16—为什么用F1-Score？

问题

为什么使用F1 score？（这里主要讨论为何使用 F1 score 而不是算术平均）

F1 score

F1 score是分类问题中常用的评价指标，定义为精确率（Precision）和召回率（Recall）的调和平均数。
$$
F1=\frac{1}{\frac{1}{Precision}+\frac{1}{Recall}}=\frac{2×Precision×Recall}{Precision+Recall}
$$

补充一下精确率和召回率的公式：

TP（ True Positive）：真正例

FP（ False Positive）：假正例

FN（False Negative）：假反例

TN（True Negative）：真反例

精确率（Precision）: $Precision=\frac{TP}{TP+FP}$

召回率（Recall）: $Recall=\frac{TP}{TP+FN}$

精确率，也称为查准率，衡量的是预测结果为正例的样本中被正确分类的正例样本的比例。

召回率，也称为查全率，衡量的是真实情况下的所有正样本中被正确分类的正样本的比例。

F1 score 综合考虑了精确率和召回率，其结果更偏向于 Precision 和 Recall 中较小的那个，即 Precision 和 Recall 中较小的那个对 F1 score 的结果取决定性作用。例如若 $Precision=1,Recall \approx 0$，由F1 score的计算公式可以看出，此时其结果主要受 Recall 影响。

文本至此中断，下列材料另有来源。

PR #5559, opened 2023-02-13
Branding api

C0rby:
New endpoints for the custom logo upload and reset.
The static files are served by the `web` service.

When the user uploads a logo the backend also updates the `theme.json` to include the new logo path.
The files are stored under the `WEB_ASSET_PATH` which defaults to `$OCIS_BASE_DATA_PATH/web/assets`.

PR #5574, opened 2023-02-14
[docs-only] add a small README for the web service

C0rby:
References: #5559 (Branding api)

@mmattel, here is a small README.
I don't really know what else to add.

### DIFF
--- a/services/web/README.md
+++ b/services/web/README.md
@@ -1,8 +1,10 @@
-# Web service
+# Web Service
 
-The web service embeds and serves the static files of the [Infinite Scale Web Client](https://github.com/owncloud/web).  
-It also provides a minimal API for branding functionality like changing the logo.
+The web service embeds and serves the static files for the [Infinite Scale Web Client](https://github.com/owncloud/web).  
+Note that clients will respond with a connection error if the web service is not available.
 
-# Custom compiled Web assets
+The web service also provides a minimal API for branding functionality like changing the logo shown.
+
+## Custom Compiled Web Assets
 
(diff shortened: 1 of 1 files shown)


services/web/README.md
```diff
@@ -0,0 +1,8 @@
+# Web service
+
+The web service embeds and serves the static files of the [Infinite Scale Web Client](https://github.com/owncloud/web).  
+It also provides a minimal API for branding functionality like changing the logo.
+
+# Custom compiled Web assets
+
+If you want to use your custom compiled web assets then you can do that by setting the `WEB_ASSET_PATH` variable to point to your compiled files.
```
micbar, line 8:
```suggestion
If you want to use your custom compiled web client assets instead of the embedded ones, then you can do that by setting the `WEB_ASSET_PATH` variable to point to your compiled files.
```

micbar (approved):
Small phrasing nitpick. Feel free to commit and merge.

services/web/README.md
```diff
@@ -0,0 +1,8 @@
+# Web service
+
+The web service embeds and serves the static files of the [Infinite Scale Web Client](https://github.com/owncloud/web).  
+It also provides a minimal API for branding functionality like changing the logo.
+
+# Custom compiled Web assets
```
mmattel, line 6:
```suggestion
# Web Service

The web service embeds and serves the static files of the [Infinite Scale Web Client](https://github.com/owncloud/web).  
It also provides a minimal API for branding functionality like changing the logo.

## Custom Compiled Web Assets
```
* language phrasing question:
`embeds and serves the static files of the`
I am not 100% sure, but I think it should be: 
`embeds and serves the static files for the` 
* what happens if the service is down?
does any new client that connects to ocis break down?

services/web/README.md
mmattel: Is there any more info how one can get to own compiled ones?

mmattel: Based on the discussion with @C0rby, I added links for more details.

mmattel (approved):

PR #5575, opened 2023-02-14
[test-only] ApiTest. get users of members of several groups 

ScharfViktor:
- [x] admin user gets all users of certain groups using filter `https://localhost:9200/graph/v1.0/users?$filter=memberOf/any(m:m/id eq 'group1UUID') and memberOf/any(m:m/id eq 'group2UUID')`


ownclouders:
:boom: Acceptance test [<strong>Core-API-Tests-ocis-storage-8</strong>](https://drone.owncloud.com/owncloud/ocis/19107/56/1) failed. Further test are cancelled...

tests/acceptance/features/apiGraph/getUser.feature
```diff
@@ -29,7 +29,7 @@ Feature: get users
   Scenario: admin user gets all users
     When user "Alice" gets all users using the Graph API
     Then the HTTP status code should be "200"
-    And the API response should contain all users with the following information:
+    And the API response should contain folloving users with the information:
```
SagarGi, line 32:
```suggestion
    And the API response should contain following users with the information:
```

tests/acceptance/features/bootstrap/GraphContext.php
```diff
@@ -1284,14 +1285,15 @@ public function userGetsAllUserUsingTheGraphApi(string $user) {
 	}
 
 	/**
-	 * @Then the API response should contain all users with the following information:
+	 * @Then /^the API response should (not|)\s?contain folloving (user|users) with the information:$/
```
SagarGi, line 1288:
```suggestion
	 * @Then /^the API response should (not|)\s?contain following (user|users) with the information:$/
```

tests/TestHelpers/GraphHelper.php
```diff
@@ -1019,4 +1019,58 @@ public static function getApplications(
...
+	 * @throws GuzzleException
+	 */
+	public static function getUsersOfSeveralGroups(
+		string $baseUrl,
+		string $xRequestId,
+		string $user,
+		string $password,
+		array $groupIdArray
+	): ResponseInterface {
+		$url = self::getFullUrl($baseUrl, 'users' . '?$filter=memberOf/any(m:m/id ' . "eq '$groupIdArray[0]') " . "and memberOf/any(m:m/id eq '$groupIdArray[1]')");
```
SagarGi, line 1067: i doubt if we want to get users of more than three groups, this `url` would not work right? how about making it more dynamic if possible.

tests/acceptance/features/apiGraph/getUser.feature
```diff
@@ -96,4 +96,30 @@ Feature: get users
...
+  Scenario: admin user gets all users of certain groups
+    Given user "Carol" has been created with default attributes and without skeleton files
+    And group "tea-lover" has been created
+    And group "coffee-lover" has been created
+    And user "Alice" has been added to group "tea-lover"
+    And user "Brian" has been added to group "tea-lover"
+    And user "Brian" has been added to group "coffee-lover"
+    When the user "Alice" gets all users of the group "tea-lover" using the Graph API
+    Then the HTTP status code should be "200"
+    And the API response should contain folloving users with the information:
```
SagarGi, line 110:
```suggestion
    And the API response should contain following users with the information:
```

tests/acceptance/features/apiGraph/getUser.feature
```diff
@@ -96,4 +96,30 @@ Feature: get users
...
+      | displayName  | id        | mail              | onPremisesSamAccountName |
+      | Alice Hansen | %uuid_v4% | alice@example.org | Alice                    |
+      | Brian Murphy | %uuid_v4% | brian@example.org | Brian                    |
+    But the API response should not contain folloving user with the information:
```
SagarGi, line 114:
```suggestion
    But the API response should not contain following user with the information:
```

tests/TestHelpers/GraphHelper.php
ScharfViktor: Yes, that is correct. But I am not sure that we will add tests in which we test more than three groups. I don't see the need for such tests. That's why I didn't make it complicated. 
I can change method name like `getUsersOfTwoGroups`

SagarGi: sure !!

SagarGi (commented):
code LGTM :+1: if CI is happy

individual-it (approved):
This filters are so complex, we might also want to have some low level tests, just to be able to send e.g. invalid data etc.
But that is not for this PR

tests/acceptance/features/bootstrap/SpacesContext.php
```diff
@@ -993,7 +946,7 @@ public function jsonRespondedShouldContain(
 					[
 						"code" => "%user_id%",
 						"function" =>
-						[$this, "getUserIdByUserName"],
+						[$this->graphContext, "getUserIdByUserName"],
```
ScharfViktor, line 949: I get error here: `Fatal error: Typed property GraphContext::$featureContext must not be accessed before initialization (Behat\Testwork\Call\Exception\FatalThrowableError)`
I don't understand what I need do. do you have ideas?

individual-it: I think the issue is that in `getUserIdByUserName` you are trying to access `featureContext`, but that is only initiated in the `before()` function of `graphContext`, that might not have happened at that point

Issue #5581, opened 2023-02-15
Renaming user in LDAP fails 


JanAckermann:
## Describe the bug

While calling the graph api editUser and changing the username, the following error stack will be displayed 

```
ocis_ldap-ldap-server-1   | 63ecf1e8 conn=1006 op=115 SRCH attr=displayName owncloudUUID mail uid sn givenname
ocis_ldap-ldap-server-1   | 63ecf1e8 <= mdb_equality_candidates: (ownCloudUUID) not indexed
ocis_ldap-ldap-server-1   | 63ecf1e8 conn=1006 op=115 SEARCH RESULT tag=101 err=0 nentries=1 text=
ocis_ldap-ldap-server-1   | 63ecf1e8 conn=1006 op=116 SRCH base="dc=owncloud,dc=com" scope=2 deref=0 filter="(&(objectClass=ownCloud)(objectClass=groupOfNames)(member=uid=zweistein,ou=users,dc=owncloud,dc=com))"
ocis_ldap-ldap-server-1   | 63ecf1e8 conn=1006 op=116 SRCH attr=cn owncloudUUID
ocis_ldap-ldap-server-1   | 63ecf1e8 <= mdb_equality_candidates: (member) not indexed
ocis_ldap-ldap-server-1   | 63ecf1e8 conn=1006 op=116 SEARCH RESULT tag=101 err=0 nentries=4 text=
ocis_ldap-ldap-server-1   | 63ecf1e8 conn=1006 op=117 MODRDN dn="uid=zweiStein,ou=users,dc=owncloud,dc=com"
ocis_ldap-ldap-server-1   | 63ecf1e8 conn=1006 op=117 RESULT tag=109 err=0 text=
ocis_ldap-ldap-server-1   | 63ecf1e8 conn=1006 op=118 SRCH base="uid=dreisteib,dc=owncloud,dc=com" scope=0 deref=0 filter="(&(objectClass=inetOrgPerson)(objectClass=ownCloud))"
ocis_ldap-ldap-server-1   | 63ecf1e8 conn=1006 op=118 SRCH attr=displayName owncloudUUID mail uid sn givenname
ocis_ldap-ldap-server-1   | 63ecf1e8 conn=1006 op=118 SEARCH RESULT tag=101 err=32 nentries=0 text=
```

## Steps to reproduce

1.
2.
3.

## Actual behavior
A clear and concise description of what happened.

## Setup

[...]

PR #5586, opened 2023-02-16
Properly generate new DN.

ainmosni:
This fixes issue #5581 by properly parsing the old DN and replacing the
first part with the new DN.

### DIFF
--- a/services/graph/pkg/identity/ldap.go
+++ b/services/graph/pkg/identity/ldap.go
@@ -493,7 +493,17 @@ func (i *LDAP) changeUserName(ctx context.Context, dn, originalUserName, newUser
 		return nil, err
 	}
 
-	u, err := i.getUserByDN(fmt.Sprintf("%s,%s", newDN, i.userBaseDN))
+	parsed, err := ldap.ParseDN(dn)
+	if err != nil {
+		return nil, err
+	}
+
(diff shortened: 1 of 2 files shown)


services/graph/pkg/identity/ldap.go
```diff
@@ -730,3 +740,19 @@ func (i *LDAP) expandLDAPAttributeEntries(ctx context.Context, e *ldap.Entry, at
...
+		return "", fmt.Errorf("Can't operate on an empty dn")
+	}
+
+	if len(fullDN.RDNs) == 1 {
+		return newDN, nil
+	}
+
+	for _, part := range fullDN.RDNs[1:] {
+		newDN += "," + part.String()
+	}
```
rhafer, line 755: How about:

```
baseDN := &DN{
   RDN: fullDN.RDNs[1:]
}
newDN += baseDN.String()
```

Seems to be a little cleaner and might be a bit more efficient.

rhafer (commented):
Just a small nit pick. Feel free to ignore if you disagree.

services/graph/pkg/identity/ldap.go
ainmosni: You're right, was a bit in tunnel vision mode. :)

rhafer (approved):

PR #5590, opened 2023-02-16
proxy: Fix provsioning new users with the default role

rhafer:
With 078698fdf4e7c684669172f82df6efa8c84ac0b1 the semantics of the ListRoleAssignments Call in the settings service change. It no no longer returns a "not found" error when there is not RoleAssignment for a user. We'll just get an empty list as the result.

This changes the behaviour of the default role assignment to work with the new semantics.


kobergj (approved):
Unfortunately I have nothing to complain. :+1:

如果对 Precision 和 Recall 取算术平均值（$\frac{Precision+Recall}{2}$），对于 $Precision=1,Recall \approx 0$，其结果约为 0.5，而 F1 score 调和平均的结果约为 0。这也是为什么很多应用场景中会选择使用 F1 score 调和平均值而不是算术平均值的原因，因为我们希望这个结果可以更好地反映模型的性能好坏，而不是直接平均模糊化了 Precision 和 Recall 各自对模型的影响。

补充另外两种评价方法：

加权调和平均：

上面的 F1 score 中， Precision 和 Recall 是同等重要的，而有的时候可能希望我们的模型更关注其中的某一个指标，这时可以使用加权调和平均：
$$
F_{\beta}=(1+\beta^{2})\frac{1}{\frac{1}{Precision}+\beta^{2}×\frac{1}{Recall}}=(1+\beta^{2})\frac{Precision×Recall}{\beta^{2}×Precision+Recall}
$$
当 $\beta > 1$ 时召回率有更大影响， $\beta < 1$ 时精确率有更大影响， $\beta = 1$ 时退化为 F1 score。